__Task requirements__: Set down the lines below exactly as they stand, please. Go from the first through the one containing "We currently keep".

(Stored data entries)
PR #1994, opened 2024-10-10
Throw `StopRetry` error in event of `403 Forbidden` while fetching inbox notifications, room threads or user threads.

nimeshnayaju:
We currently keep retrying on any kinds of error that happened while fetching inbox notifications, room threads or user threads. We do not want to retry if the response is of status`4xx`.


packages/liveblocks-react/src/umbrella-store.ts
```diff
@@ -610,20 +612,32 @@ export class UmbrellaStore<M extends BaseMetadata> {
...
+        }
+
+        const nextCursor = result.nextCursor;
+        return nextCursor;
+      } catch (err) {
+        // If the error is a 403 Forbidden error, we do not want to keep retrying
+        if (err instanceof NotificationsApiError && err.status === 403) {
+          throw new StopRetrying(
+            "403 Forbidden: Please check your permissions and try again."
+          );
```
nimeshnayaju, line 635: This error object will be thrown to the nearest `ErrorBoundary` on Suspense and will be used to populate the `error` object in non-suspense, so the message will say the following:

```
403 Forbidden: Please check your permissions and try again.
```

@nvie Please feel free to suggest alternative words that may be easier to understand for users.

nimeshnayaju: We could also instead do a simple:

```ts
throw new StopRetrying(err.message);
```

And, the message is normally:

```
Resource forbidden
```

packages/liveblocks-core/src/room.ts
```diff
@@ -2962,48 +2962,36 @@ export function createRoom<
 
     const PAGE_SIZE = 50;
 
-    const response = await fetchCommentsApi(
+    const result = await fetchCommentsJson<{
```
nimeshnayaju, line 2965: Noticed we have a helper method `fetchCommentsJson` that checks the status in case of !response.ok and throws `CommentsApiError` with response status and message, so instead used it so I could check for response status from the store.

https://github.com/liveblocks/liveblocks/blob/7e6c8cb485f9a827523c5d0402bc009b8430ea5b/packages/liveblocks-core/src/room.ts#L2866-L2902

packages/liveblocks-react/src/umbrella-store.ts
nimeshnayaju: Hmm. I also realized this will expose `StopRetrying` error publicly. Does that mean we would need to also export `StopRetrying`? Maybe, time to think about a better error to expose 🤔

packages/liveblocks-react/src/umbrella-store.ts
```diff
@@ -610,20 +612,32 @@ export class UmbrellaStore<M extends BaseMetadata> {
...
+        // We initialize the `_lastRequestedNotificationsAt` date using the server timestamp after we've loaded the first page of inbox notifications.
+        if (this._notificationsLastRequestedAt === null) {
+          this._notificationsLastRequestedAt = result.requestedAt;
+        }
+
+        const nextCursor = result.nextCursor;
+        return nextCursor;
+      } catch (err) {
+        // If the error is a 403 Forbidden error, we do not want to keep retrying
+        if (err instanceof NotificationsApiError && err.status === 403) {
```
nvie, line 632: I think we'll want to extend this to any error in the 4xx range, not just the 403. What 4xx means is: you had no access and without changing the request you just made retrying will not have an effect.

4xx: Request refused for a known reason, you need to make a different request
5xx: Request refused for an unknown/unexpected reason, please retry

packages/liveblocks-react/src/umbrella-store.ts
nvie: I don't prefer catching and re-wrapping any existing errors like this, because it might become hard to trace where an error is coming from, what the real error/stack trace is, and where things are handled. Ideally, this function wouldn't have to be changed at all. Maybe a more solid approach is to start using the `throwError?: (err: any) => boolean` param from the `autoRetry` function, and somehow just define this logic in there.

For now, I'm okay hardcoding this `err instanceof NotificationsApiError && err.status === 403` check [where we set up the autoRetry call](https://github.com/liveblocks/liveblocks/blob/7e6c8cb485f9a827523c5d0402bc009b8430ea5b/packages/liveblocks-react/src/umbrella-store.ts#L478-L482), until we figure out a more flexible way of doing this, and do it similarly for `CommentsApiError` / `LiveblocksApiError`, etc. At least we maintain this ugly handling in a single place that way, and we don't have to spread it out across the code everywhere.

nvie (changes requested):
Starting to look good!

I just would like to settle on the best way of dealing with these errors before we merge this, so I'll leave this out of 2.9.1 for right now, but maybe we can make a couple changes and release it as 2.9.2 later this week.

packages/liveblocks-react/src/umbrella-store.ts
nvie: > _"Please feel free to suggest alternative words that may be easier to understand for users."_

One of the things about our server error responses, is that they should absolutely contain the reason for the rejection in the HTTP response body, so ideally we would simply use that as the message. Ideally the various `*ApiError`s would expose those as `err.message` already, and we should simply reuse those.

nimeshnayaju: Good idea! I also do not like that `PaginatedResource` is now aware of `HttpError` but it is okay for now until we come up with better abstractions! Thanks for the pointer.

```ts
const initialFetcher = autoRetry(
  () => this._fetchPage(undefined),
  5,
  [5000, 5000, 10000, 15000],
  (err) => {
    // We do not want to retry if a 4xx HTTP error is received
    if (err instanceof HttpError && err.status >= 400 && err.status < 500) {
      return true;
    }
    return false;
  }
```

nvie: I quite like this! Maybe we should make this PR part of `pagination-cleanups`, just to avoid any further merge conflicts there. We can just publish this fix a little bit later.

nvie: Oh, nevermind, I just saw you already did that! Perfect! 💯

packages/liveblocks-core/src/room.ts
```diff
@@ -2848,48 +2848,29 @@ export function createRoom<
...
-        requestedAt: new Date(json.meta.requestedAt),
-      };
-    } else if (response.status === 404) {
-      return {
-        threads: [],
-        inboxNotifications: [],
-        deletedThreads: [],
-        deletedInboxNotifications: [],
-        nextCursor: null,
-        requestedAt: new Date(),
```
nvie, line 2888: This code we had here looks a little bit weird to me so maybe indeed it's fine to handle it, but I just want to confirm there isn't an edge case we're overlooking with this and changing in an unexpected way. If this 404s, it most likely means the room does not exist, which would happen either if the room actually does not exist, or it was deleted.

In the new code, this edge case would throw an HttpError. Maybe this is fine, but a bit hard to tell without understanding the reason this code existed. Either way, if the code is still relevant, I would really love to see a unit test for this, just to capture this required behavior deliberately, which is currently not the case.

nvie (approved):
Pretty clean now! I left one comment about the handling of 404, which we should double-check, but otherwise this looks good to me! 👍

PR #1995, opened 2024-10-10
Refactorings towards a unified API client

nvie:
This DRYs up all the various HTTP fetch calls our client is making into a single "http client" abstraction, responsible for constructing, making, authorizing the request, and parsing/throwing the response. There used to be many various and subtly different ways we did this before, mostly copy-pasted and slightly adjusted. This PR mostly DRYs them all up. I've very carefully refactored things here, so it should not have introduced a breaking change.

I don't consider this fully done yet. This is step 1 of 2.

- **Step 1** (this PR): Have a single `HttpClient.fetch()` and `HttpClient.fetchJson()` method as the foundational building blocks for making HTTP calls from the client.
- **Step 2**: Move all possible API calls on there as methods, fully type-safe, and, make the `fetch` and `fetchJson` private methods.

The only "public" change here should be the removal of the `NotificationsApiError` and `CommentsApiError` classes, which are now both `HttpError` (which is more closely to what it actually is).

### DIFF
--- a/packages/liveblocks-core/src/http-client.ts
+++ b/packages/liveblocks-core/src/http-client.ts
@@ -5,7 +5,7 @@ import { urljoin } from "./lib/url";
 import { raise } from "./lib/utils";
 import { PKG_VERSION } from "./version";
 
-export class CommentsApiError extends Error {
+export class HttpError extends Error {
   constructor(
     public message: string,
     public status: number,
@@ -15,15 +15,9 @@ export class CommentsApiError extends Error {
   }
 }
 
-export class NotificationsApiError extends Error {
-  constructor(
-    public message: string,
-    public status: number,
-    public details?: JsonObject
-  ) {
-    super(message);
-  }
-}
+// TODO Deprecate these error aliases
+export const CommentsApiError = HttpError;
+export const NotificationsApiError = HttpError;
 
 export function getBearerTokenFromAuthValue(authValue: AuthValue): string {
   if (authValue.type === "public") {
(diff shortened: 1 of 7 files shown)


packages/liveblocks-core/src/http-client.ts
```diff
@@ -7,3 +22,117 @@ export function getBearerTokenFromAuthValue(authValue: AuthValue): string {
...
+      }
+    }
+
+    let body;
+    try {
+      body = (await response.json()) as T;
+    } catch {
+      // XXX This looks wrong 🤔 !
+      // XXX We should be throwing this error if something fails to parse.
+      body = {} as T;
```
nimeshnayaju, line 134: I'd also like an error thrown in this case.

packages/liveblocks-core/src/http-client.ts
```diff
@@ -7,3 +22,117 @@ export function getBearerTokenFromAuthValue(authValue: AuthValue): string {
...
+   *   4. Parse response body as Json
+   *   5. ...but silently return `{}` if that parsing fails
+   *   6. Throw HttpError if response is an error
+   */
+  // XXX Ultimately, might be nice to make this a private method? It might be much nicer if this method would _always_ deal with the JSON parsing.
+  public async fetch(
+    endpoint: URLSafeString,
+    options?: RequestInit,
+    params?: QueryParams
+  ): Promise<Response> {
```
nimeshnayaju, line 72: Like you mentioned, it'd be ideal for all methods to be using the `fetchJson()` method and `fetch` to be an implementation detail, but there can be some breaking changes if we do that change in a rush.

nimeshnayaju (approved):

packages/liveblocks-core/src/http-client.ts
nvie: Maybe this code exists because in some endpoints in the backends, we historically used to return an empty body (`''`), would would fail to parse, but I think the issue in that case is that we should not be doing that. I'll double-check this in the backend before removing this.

__Task output__:
PR #1994, opened 2024-10-10
Throw `StopRetry` error in event of `403 Forbidden` while fetching inbox notifications, room threads or user threads.

nimeshnayaju:
We currently keep retrying on any kinds of error that happened while fetching inbox notifications, room threads or user threads. We do not want to retry if the response is of status`4xx`.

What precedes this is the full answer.